Academics’ favourite films and TV
Academics in the Film and Screen Studies Team pick their favourite scary movies and TV series to help ‘instil a chill’ as we approach Halloween.
Abigail Webber, Senior Lecturer in Media Production, on the Netflix series The Haunting of Hill House: “‘The Haunting of Hill House’ is a horror story that plays out over ten tense, gripping episodes. But it’s more than ‘just’ horror: although there are plenty of jump-scares and hide-behind-the-cushion terrifying moments, it’s woven around the complex and compelling lives of a troubled set of characters. Hopping between two timelines, it draws you into a fascinating tale of grief and trauma, so that you really care about the lives of the Crain siblings, and fear for them as the hauntings ramp up. The Bent-Neck Lady is one of the scariest hours of television I’ve even seen, and at the same time it moved me to tears of genuine grief and love for the characters. This is my kind of horror!”
Lorna Jowett, Professor of Media and Culture, chose a short TV series and a topical documentary: “Like zombie horror? Never seen BBC Three’s In The Flesh (2013-14)?
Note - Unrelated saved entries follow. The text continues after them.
PR #755, opened 2026-06-28
refactor(host): make every remaining consumer use HostResolution

gewenyu99:
The rest of the migration, stacked on #749 (which adds the class and routes #746's own resolution through it).

Flips `Credentials.host` from a `string` to a `HostResolution` (resolved once at auth) and routes every remaining consumer through it — `host.apiHost` / `host.appHost` / `host.gatewayUrl` / `host.mcpUrl` — replacing loose `(region, baseUrl)` threading everywhere outside #746's own surface: self-driving, source-maps, task-stream, orchestrator, agentic, prompts, Doctor/Slack screens, the `WizardUI` interfaces, plus the test/playground ripple.

Pre-auth OAuth/provisioning URL resolution stays loose (no region yet).

Review/merge order: #746 (with #749 merged in) → this.


src/ui/tui/screens/AiOptInRequiredScreen.tsx
```diff
@@ -98,8 +98,10 @@ export const AiOptInRequiredScreen = ({
     }
     setRetrying(true);
     setRetryError(null);
-    // TODO: clean up in #755
-    void fetchUserData(accessToken, HostResolution.fromRegion(region, { baseUrl: session.baseUrl }).appHost)
+    const cloudUrl =
+      session.credentials?.host.appHost ??
+      HostResolution.fromRegion(region, { baseUrl: session.baseUrl }).appHost;
```
edwinyjlim: Fallback is unreachable since session.credentials should always be defined if there's an access token

```suggestion
  const cloudUrl = session.credentials!.host.appHost;
```

src/lib/agent/runner/shared/types.ts
```diff
@@ -102,17 +100,13 @@ export interface ProgramRun {
...
- * orchestrator arm. Credentials, role, and user are already applied to the
- * session by `bootstrapProgram`; this carries the values both arms still need.
+ * orchestrator arm. Credentials (including the resolved host family and its MCP
+ * url), role, and user are already applied to the session by `bootstrapProgram`
+ * — the arms read those from `session.credentials`. This carries only the
+ * run-scoped extras that don't live on the session.
  */
 export interface BootstrapResult {
   skillsBaseUrl: string;
-  projectApiKey: Credentials['projectApiKey'];
```
edwinyjlim, line 99: let's add `credentials` as a type to `BootstrapResult`

```diff
  export interface BootstrapResult {
     skillsBaseUrl: string;
     credentials: Credentials;
     ...
   }
```

edwinyjlim (approved):
added my smol changes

The series follows Kieren, a rehabilitated Partially Deceased Syndrome sufferer, who returns home to his small Lancashire town four years after The Rising. Yes, it’s grim up north. Absurd, political, horrific and at times hilarious, In The Flesh seems even more relevant following the global pandemic. With only three episodes in the first season (six in the second), it’s great for a binge watch, and is currently available on BBC iPlayer.
“Horror Noire: A History of Black Horror. Since Halloween falls in Black History Month, why not check out this 2019 documentary film, directed by Xavier Burgin and based on the book by Robin R. Means Coleman (originally published in 2011). The film traces African American history, the history of Hollywood and of horror films, examining black experience as horror viewers and fans, as well as African American contributions to the genre. If you’re interested in finding out more about the films preceding Jordan Peele’s Get Out and Nia DaCosta’s Candyman, this is for you. A new, updated edition of Coleman’s book is out on the 1st November and Shudder released an anthology TV series as a follow up to the film earlier this year. Available on subscription streaming service Shudder (free trial on Amazon Prime). The trailer is here.”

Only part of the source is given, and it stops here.